One advantage of using perfusate-A in a clinical setting is that the antibiotic is instilled first. If, for example, the horse moves or there is a handling error and the perfusion has to be discontinued, the horse has received the complete dose of antibiotic. With reduced total volume, however, synovial levels may not reach adequate concentrations without a sufficient volume of diluent to follow the antibiotic. While some studies5 have shown that perfusate volumes as low as 20 mL can achieve adequate synovial levels of certain antibiotics, another study6 has documented that synovial levels of amikacin in the metacarpophalangeal joint were significantly higher using higher perfusate volumes (100 mL vs 60 mL or 30 mL).
The mean Tmax for each group (18 ± 7 minutes vs 20 ± 5 minutes) was not significantly different and suggests that maintaining the tourniquet for 20 minutes following completion of the IVRLP is appropriate, which aligns with other studies.7,8,13,18
There are several limitations to this study.
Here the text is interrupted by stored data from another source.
PR #78, opened 2015-11-23
Map binary values as binary not boolean.

kokosing:
Map binary values as binary not boolean.

Testing: unit tests

Reviewers: losipiuk, akshat

### DIFF
--- a/tempto-core/src/test/groovy/com/teradata/tempto/internal/query/QueryRowMapperTest.groovy
+++ b/tempto-core/src/test/groovy/com/teradata/tempto/internal/query/QueryRowMapperTest.groovy
@@ -1,0 +1,57 @@
+/*
+ * Licensed under the Apache License, Version 2.0 (the "License");
+ * you may not use this file except in compliance with the License.
+ * You may obtain a copy of the License at
+ *
+ *     http://www.apache.org/licenses/LICENSE-2.0
+ *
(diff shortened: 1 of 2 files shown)


losipiuk:
looks good

tempto-core/src/test/groovy/com/teradata/tempto/internal/query/QueryRowMapperTest.groovy
```diff
@@ -0,0 +1,57 @@
...
+  {
+    setup:
+    QueryRowMapper rowMapper = new QueryRowMapper(ImmutableList.of(JDBCType.BINARY))
+
+    expect:
+    rowMapper.mapToRow(ImmutableList.of(value)).getValues()[0] == expected
+
+    where:
+    value  | expected
+    '0000' | bytes(0x00, 0x00)
```
akshatnair: Does this work if it is not even number of digits like 1a3, the user might enter this instead of 01a3?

The main one being a small study population and large differences in amikacin concentrations. A greater number of horses would have increased the statistical power of our findings. This study also only examined the effect of different instillation methods using 1 set volume of 60 mL. Ideally, a third group looking at just administration of the antibiotic (ie, 8 mL total volume) could have been examined to ascertain the effect of instilling just the antimicrobial with no diluent. The decision to use a wide rubber as the tourniquet was based on its clinical practicality; however, in future studies, using a pneumatic tourniquet could be considered for more control within the protocol. The use of clinically healthy horses is another limitation for this study as it has been shown previously that the pharmacokinetics and pharmacodynamics of amikacin may change in inflamed joints.17 Complete pharmacokinetic analysis was also not performed in this study as no samples were obtained after the 30-minute timepoint.
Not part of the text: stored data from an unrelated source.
PR #79, opened 2015-11-23
tempto-core: ensure that hive tables are created as external

arhimondr:
DROP table for not external tabled deletes all the table data.
As we want to keep table data between the product tests runs we have to ensure that all the hive tables are created as EXTERNAL.
Although Hive tables declared in TpchTableDefinitions are created as external, some user-declared table could be create with just plain "CREATE TABLE" statement instead of "CREATE EXTERNAL TABLE".
In such case after 2 tests runs in line such tables will be empty.

First iteration: UPLOAD DATA -> DROP TABLE IF EXISTS (nothing to drop at first iteration) -> CREATE TABLE
Second iteration: UPLOAD DATA (already there, skip) -> DROP IF EXIST(drops table and the table data) -> CREATE TABLE -> now we have table without any data.

To fix that we must ensure that all Hive tables are EXTERNAL.


kokosing:
lgtm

In conclusion, there was no difference in the systemic or the synovial concentrations of amikacin achieved using different methods of perfusate administration, with either method achieving adequate synovial amikacin concentrations in all horses.
Acknowledgments
None reported.
Disclosures
The authors have nothing to disclose. No AI-assisted technologies were used in the composition of this manuscript.
Funding
Funding for this study was provided by the Center for Equine Health, University of California-Davis.